Print this span of the material below exactly: the line with "These comments break", the line with "Runtime dependency", and every line between them, but nothing else.

#### Supplied data:
______

PR #298, opened 2015-06-09
Brackets around property names in Update & Delete

Tewr:
Modified Update & Delete method to be consistent with Insert by adding brackets around property names.I did this cause I thought it was annoying that I could do an insert without problems but had to resort to a type mapping when doing an update, all because of a property name which was a keyword in sql


johandanforth:
Thanks @Tewr It's in

PR #302, opened 2015-06-10
Update Contrib README with small nuance about Delete

shrayasr:
Deleting an entity will delete only by a specified key property and not by any specified parameter

Illustrated by the following case: 

```csharp
[Table ("employee")]
public class Employee
{
    public int Id { get; set; }
}

// Doesn't work since "Name" isn't a key
_conn.Delete(new Employee { Name = "foo" });

// Works since "Id" is a key
_conn.Delete(new Employee { Id = 14 });
```

### DIFF
--- a/Dapper.Contrib/Readme.md
+++ b/Dapper.Contrib/Readme.md
@@ -87,7 +87,7 @@ connection.Update(cars);
 
 `Delete` methods
 -------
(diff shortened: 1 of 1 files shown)


shrayasr:
:+1: Thaanks :)

PR #310, opened 2015-07-06
remove commented json so dnx tooling doesn't break

aggieben:
These comments break dnu out of the box, and there isn't any .net 3.5 support planned for dnx, so I recommend just removing these.


cbeall:
Along with the comments in the project.json file causing problems, I'm pretty sure the two project.lock.json (in Dapper and Dapper.DNX.Test)  files should be removed from source control and would need to be part of the gitignore.

PR #311, opened 2015-07-06
Runtime dependency

aggieben:
The `System.Runtime` package shouldn't be necessary for any of the full-framework TFMs, and the dependency on a now-outdated beta6 build causes breakage on latest beta6 nightlies.  Alternatively, if there is some obscure thing happening that made this necessary that I'm not aware of, I'd recommend a floating dependency (`"-*"`).

### DIFF
--- a/Dapper/project.json
+++ b/Dapper/project.json
@@ -13,7 +13,7 @@
         "net45": {
             "compilationOptions": { "define": [ "ASYNC" ], "warningsAsErrors": true },
             "dependencies": {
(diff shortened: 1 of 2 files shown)


aggieben:
So, it turns out I was wrong about where the breakage I was experiencing was coming from.  This change is still valid IMO, but turned out to not be the culprit (what _did_ turn out to be the culprit was a stale `project.json.lock` in another project).

mgravell:
Thanks Ben; sorry for delay

Issue #2117, opened 2024-10-02
Possible concurrency issues with caches?


JamalQasem:
We are using SqlKata/Dapper(2.1.35) to implement a Web-API for a Postgres database with
around 20 tables. The API contains methods to query and manipulate data. It does not use 
stored procedures. We test the repository methods of the API with around
200 unit tests, which run transactions against a test database rolling them back instead of committing. 

Recently one of our tests started failing with the following error message:
```Npgsql.PostgresException : 23503: insert or update on table "___" violates foreign key constraint "___"```

We then annotated the offending test case with

```[TestFixture, RequiresThread(ApartmentState.STA)]```

and the problem vanished. All our repository methods rely on functions like

```
    protected async Task<IEnumerable<TEntity>> QueryAsync(Query query, IDbTransaction transaction, CancellationToken token)
    {
        var command = CompileQuery(query, transaction, token);
        return await transaction.Connection!.QueryAsync<TEntity>(command).ConfigureAwait(false);
    }

    private async Task<int> ExecuteAsync(Query query, IDbTransaction transaction, CancellationToken token)
    {
        var command = CompileQuery(query, transaction, token);
        return await transaction.Connection!.ExecuteAsync(command).ConfigureAwait(false);        
    }
```

We first checked that the queries use different connections of the connection pool and experimented 
with the command flag `NoCache`to no avail. 
We finally decided  to serialize the access using a semaphore.
This together with a call of `SqlMapper.PurgeQueryCache();` made the failing test working again in MT.

The current implementation looks as follows 
```
    protected async Task<IEnumerable<TEntity>> QueryAsync(Query query, IDbTransaction transaction, CancellationToken token)
    {
        await _semaphore.WaitAsync().ConfigureAwait(false);
        try
        {
            var command = CompileQuery(query, transaction, token);
            return await transaction.Connection!.QueryAsync<TEntity>(command).ConfigureAwait(false);
        }
        finally
        {
            SqlMapper.PurgeQueryCache();
            _semaphore.Release();
        }
    }
```
We suspect that we somehow manage to use different statements which map
to the same cache `Identity` so that concurrently running queries may use 
a wrong cache entry. Leaving us with 2 unanswered questions:
- Did anyone run into the same issue?
- Is there a way to completely avoid caching?

mgravell:
[...]

PR #2118, opened 2024-10-03
Fix #2113

### LINKED ISSUE #2113: 🐛 [QueryAsync] NoCache flag ignored when doing MultiMap
It seems like `QueryAsync` when being passed the `map` and `splitOn` argument ends up ignoring the `NoCache` command flag. 

You can see https://github.com/DapperLib/Dapper/pull/2112 for a repro

goerch:
We also can't use `NoCache` to work around the problems in #2117. This PR seems to make `NoCache`work for our use case. Thanks to @Dot-H for providing test cases.

### DIFF
--- a/Dapper/CommandDefinition.cs
+++ b/Dapper/CommandDefinition.cs
@@ -11,16 +11,9 @@ namespace Dapper
     /// </summary>
     public readonly struct CommandDefinition
     {
-        internal static CommandDefinition ForCallback(object? parameters)
+        internal static CommandDefinition ForCallback(object? parameters, CommandFlags flags)
         {
-            if (parameters is DynamicParameters)
-            {
-                return new CommandDefinition(parameters);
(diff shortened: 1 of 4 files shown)


Dapper/CommandDefinition.cs
```diff
@@ -11,16 +11,9 @@ namespace Dapper
...
+        internal static CommandDefinition ForCallback(object? parameters, CommandFlags flags)
         {
-            if (parameters is DynamicParameters)
-            {
-                return new CommandDefinition(parameters);
-            }
-            else
-            {
-                return default;
-            }
```
goerch, line 23: On a second thought: is it neccessary to mask out some of then command flags?

mgravell (approved):

mgravell:
CI looks to be a postgresql change on the default image. Checking.

PR #2122, opened 2024-10-12
Properly handle value types when setting properties on dynamic objects returned by Dapper queries

alatanza:
This PR resolves an issue where assigning unboxed value types to dynamic properties in `DapperRow` objects caused an exception. The problem occurred because value types are not automatically boxed when using expression trees, resulting in errors like:

`System.ArgumentException: Expression of type 'System.Int32' cannot be used for parameter of type 'System.Object' of method 'System.Object SetValue(System.String, System.Object)'`

The fix ensures that value types are properly boxed before being assigned.

Tests have been added to validate the behavior, covering scenarios with reference types, boxed value types, and unboxed value types.

Please review and provide any feedback or suggestions. Thanks for your time and consideration!


mgravell (approved):
LGTM, thanks

PR #2123, opened 2024-10-15
Add DynamicParametersExtensions

Behrad87:
in this extension we can pass DTO class as parameter and add the members which are not null.


mgravell:
The intended use-case for this is unclear. Can you perhaps give some examples of why/when this would be useful? Also note (although this is secondary to understanding the intent): there's no tests, and these are `internal`, so: not actually available for external callers (as such, they also don't need declaring in the ship files, although I imagine that they are meant to be `public`?)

______

#### Result of this task:
These comments break dnu out of the box, and there isn't any .net 3.5 support planned for dnx, so I recommend just removing these.


cbeall:
Along with the comments in the project.json file causing problems, I'm pretty sure the two project.lock.json (in Dapper and Dapper.DNX.Test)  files should be removed from source control and would need to be part of the gitignore.

PR #311, opened 2015-07-06
Runtime dependency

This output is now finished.